За окном сосульки плакали, роняя слезы на подоконник. В трубке послышался детский смех — чужой, не нашего сына.

— Спасибо, — ответила я, глядя на грузчиков, выносящих наши с ним книжные полки. — Но мне уже помогли.

Он не спросил, кто. Я не стала рассказывать про соседок по палате, приносивших супы в термосах. Про учительницу сына, которая бесплатно занималась с ним математикой. Про отца, заложившего гараж, чтобы оплатить последний курс лечения.

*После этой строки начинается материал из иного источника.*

PR #9090, opened 2023-06-28
UCX CI Summary/improvements

nikhilnanal:
CI code changes to incorporate fabtests summary for ucx provider
and improvements in build step for ucx.

### DIFF
--- a/contrib/intel/jenkins/build.py
+++ b/contrib/intel/jenkins/build.py
@@ -12,7 +12,7 @@ import common
 import re
 import shutil
 
-def build_libfabric(libfab_install_path, mode, cluster=None):
+def build_libfabric(libfab_install_path, mode, cluster=None, ucx=None):
 
     if (os.path.exists(libfab_install_path) != True):
         os.makedirs(libfab_install_path)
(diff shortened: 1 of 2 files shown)


contrib/intel/jenkins/build.py
```diff
@@ -31,11 +31,12 @@ def build_libfabric(libfab_install_path, mode, cluster=None):
     else:
         prov_list = common.default_prov_list
 
-    if ('ucx' in libfab_install_path):
-        config_cmd.append('--enable-ucx=yes')
-
     for prov in prov_list:
-       config_cmd.append(f'--enable-{prov}={enable_prov_val}')
+       if (prov == 'ucx'):
```
zachdworkin, line 35: why is this not an 'and'?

Когда грузовик тронулся, я поймала свое отражение в зеркале лифта — хрупкая женщина с глазами, научившимися различать оттенки боли. В кармане лежало направление на работу — консультантом в группу поддержки онкобольных. А в сумке — ключи от однокомнатной квартирки в хрущёвке, где пахло свежей краской и надеждой, которая, как оказалось, умеет расти сквозь трещины в бетоне.